For this exercise, write out exactly the lines from the line containing "Support LTR context in a RTL page" through the last line of the records, and no other lines.

Information given.
= Beginning of Section =

Issue #11561, opened 2019-12-26
Support LTR context in a RTL page


micahgodbolt:
Contextual RTL is usually what we need to do, but sometimes you might have an RTL page that you need LTR in, and it doesn't appear to work right now.

Hard to repro right now because I found the bug while fixing rtl in createTheme. Will update once #11560 is merged.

= End of Section =

Your solution.
Support LTR context in a RTL page


micahgodbolt:
Contextual RTL is usually what we need to do, but sometimes you might have an RTL page that you need LTR in, and it doesn't appear to work right now.

Hard to repro right now because I found the bug while fixing rtl in createTheme. Will update once #11560 is merged.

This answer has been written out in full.